Real OoD samples in ex vivo data

Figure  7 reports the results for the second experiment on the selection of real OoD samples. As previously found, MahaAD outperformed the other baselines, demonstrating its ability to generalize beyond simulated perturbations in a more realistic scenario. Furthermore, Supervised performs significantly worse than MahaAD on real data, suggesting that the results of Fig. 5 were indeed overoptimistic and that Supervised is not suitable as an OoD detector in a realistic scenario. In contrast, SNR’s performance improved on real data, likely due to a selection bias facilitating discrimination of OoD samples through low-order statistics. Surprisingly, Glow and Raw-MahaAD seem to produce OoD scores that better describe in-distribution samples than OoD samples.

Figure 8 shows visual examples of correctly and incorrectly classified in- and out-of-distribution samples for the MahaAD approach. The examples confirm that MahaAD typically classifies obvious in-distribution or OoD samples correctly but can misclassify borderline samples. For instance, some false negatives may be considered in-distribution based on their retinal-like structure, while false positives often exhibit a hyperreflective retinal pigment epithelium layer, which might lead to their OoD classification.

Discussion and conclusion

In this work, we showed how corrupted data from an iiOCT probe in the context of retinal microsurgery can be rejected from further evaluation by using unsupervised OoD detection.
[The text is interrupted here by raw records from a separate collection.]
PR #806, opened 2021-07-07
refactor(startup): Use SETTINGS to store window geometry

last-partizan:
While i was researching neovim startup sequence, i refactored it a little.

- Removed multiple calls to functions getting window size
- Now there is only one call, when parsing command line arguments
- After this value is used from SETTINGS

I think this way it is better. @Kethku what do you think?

---------------------

- Refactor

- No

Btw, i suppose no one objects i'm using just lists instead of checkboxes in this template? Github is treating checkboxes as "tasks", and i don't like having "2 of 7 tasks" on my PRs :)

### DIFF
--- a/src/bridge/mod.rs
+++ b/src/bridge/mod.rs
@@ -18,7 +18,6 @@ use tokio::runtime::Runtime;
 
 use crate::channel_utils::*;
 use crate::settings::*;
-use crate::window::window_geometry_or_default;
 use crate::{cmd_line::CmdLineSettings, error_handling::ResultPanicExplanation};
 pub use events::*;
 use handler::NeovimHandler;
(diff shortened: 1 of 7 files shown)


shaunsingh:
> Btw, i suppose no one objects i'm using just lists instead of checkboxes in this template? Github is treating checkboxes as "tasks", and i don't like having "2 of 7 tasks" on my PRs :)

Off topic but I'm thinking of reverting that as well. The checkboxes were added a while back but I didn't realize it gets picked up as a task

Kethku:
@last-partizan I think this is a great change. My only suggestion would be to move the geometry related functions into their own file. But its up to you.

last-partizan:
Hmmm.

That's only one "get_window_geometry", and it's only parsing command line argument. But, wait a minute.

I see settings/from_value.rs, and there is parsing options, but for simple types.

Can we do something like `impl FromValue from WindowGeometry`? That would be great. I'll try it!

last-partizan:
Idea was great, but i haven't been able to make it work. Or it's not possible to do it the way i wanted.

Maybe another time.

But i splitter parsing function into separate file and it looks better now.

Kethku:
Looks good to me. Merging.

Issue #387, opened 2020-10-19
Incosistent font size with other neovim GUIs


kishikaisei:
So basically Neovide renders font smaller than nvim-qt, or goneovim:
![image](https://user-images.githubusercontent.com/1894123/96498915-fb6d7080-124c-11eb-8918-ba33faabb77b.png)
Goneovim, nvim-qt and Neovide respectively.

felipec:
Just installed neovide and this is literally the first thing I noticed.

Kethku:
Not sure why this would be happening given that we are delegating to skia to handle the end result font rendering and the font size is directly taken from the guifont variable.

felipec:
The DPI setting? I am using 120, not 96.

Kethku:
Possible, but not sure. I think I can see a font size difference on my machine as well. In the meantime, neovide declares a global neovide variable on startup, so you could look for that and conditionally set the font size in your config until we figure out whats going on

Kethku:
I believe this was fixed by @last-partizan

last-partizan:
It isn't fixed yet, but we're closer to fix than before, i'll take a look :)

![image](https://user-images.githubusercontent.com/301015/125034457-45c3a580-e099-11eb-8a3c-1cc3c808ee66.png)

last-partizan:
Btw, we're assuming fonts are in "pixels", but maybe they're actually in "points"? That explains difference, we need to convert our scaling factor to account for this conversion.

last-partizan:
Anyone interested please check `fix-scaling` branch.

PR #814, opened 2021-07-09
fix(fonts): Fix font scaling (points to pixels conversion)

last-partizan:
Fixes font scaling from #387

Fonts are actually in points, not pixels. So we need to convert them.

image

- Fix

- No

### DIFF
--- a/src/renderer/fonts/caching_shaper.rs
+++ b/src/renderer/fonts/caching_shaper.rs
@@ -316,7 +316,7 @@ impl CachingShaper {
 fn points_to_pixels(value: f32) -> f32 {
     // Fonts in neovim are using points, not pixels.
     //
-    // Skia docs is incorrectly statint it uses points, but uses pixels:
+    // Skia docs is incorrectly stating it uses points, but uses pixels:
     // https://api.skia.org/classSkFont.html#a7e28a156a517d01bc608c14c761346bf
     // https://github.com/mono/SkiaSharp/issues/1147#issuecomment-587421201
     //
--- a/src/renderer/fonts/caching_shaper.rs
+++ b/src/renderer/fonts/caching_shaper.rs
@@ -30,7 +30,8 @@ pub struct CachingShaper {
 }
 
 impl CachingShaper {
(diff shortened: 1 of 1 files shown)


src/renderer/fonts/caching_shaper.rs
```diff
@@ -311,3 +312,18 @@ impl CachingShaper {
         self.blob_cache.get(&key).unwrap()
     }
 }
+
+fn points_to_pixels(value: f32) -> f32 {
+    // Fonts in neovim are using points, not pixels.
+    //
+    // Skia docs is incorrectly statint it uses points, but uses pixels:
```
last-partizan, line 319:
```suggestion
    // Skia docs is incorrectly stating it uses points, but uses pixels:
```

src/renderer/fonts/caching_shaper.rs
```diff
@@ -311,3 +312,18 @@ impl CachingShaper {
...
+
+fn points_to_pixels(value: f32) -> f32 {
+    // Fonts in neovim are using points, not pixels.
+    //
+    // Skia docs is incorrectly stating it uses points, but uses pixels:
+    // https://api.skia.org/classSkFont.html#a7e28a156a517d01bc608c14c761346bf
+    // https://github.com/mono/SkiaSharp/issues/1147#issuecomment-587421201
+    //
+    // So, we need to convert points to pixels.
+    let pixels_per_inch = 96.0;
```
Kethku, line 324: This feels suspicious to me. Pixels per inch are dependent on the monitor dpi settings aren't they?

last-partizan: I think yes, but here we only care about converting pt to px, so it's unrelated. Scaling according to DPI happens later, when we multiply by scale_factor from winit.

I'll add prefix 'default' here to avoid confision, and small note.

last-partizan: Probably better only comment, prefix would make variable names too lonk.

Kethku:
Awesome find btw. I wouldn't have caught this. This looks good to me.

last-partizan:
Merged!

The simple MahaAD approach was able to maintain good performance of distance estimation by reliably detecting and rejecting simulated corruptions, and showed promising results on OoD cases from an ex vivo porcine trial.

The experiments revealed that the benefits of MahaAD observed for a variety of scenarios on 2D images [16] translate well to temporal iiOCT scans with high levels of noise and limited lateral view. Another benefit is its computational efficiency, allowing it to cope with high-frequency A-scan acquisition with minimal latency. Additionally, the experiments point to the challenges of supervised OoD detection when not all unknowns (i.e., possible corruptions) are known and why unsupervised OoD detection might be suitable for improved generalization. In conclusion, we showed that detecting corrupted iiOCT data through unsupervised OoD detection is feasible and that MahaAD could potentially be used to improve safety in retinal microsurgery.

However, one limitation of this work is that the temporal component of the iiOCT is largely ignored as individual samples were considered for the distance estimation without any knowledge of the past. In the future, we plan to take this temporal information into account by combining the MahaAD OoD detection with dedicated techniques such as Bayesian filters to further improve performances.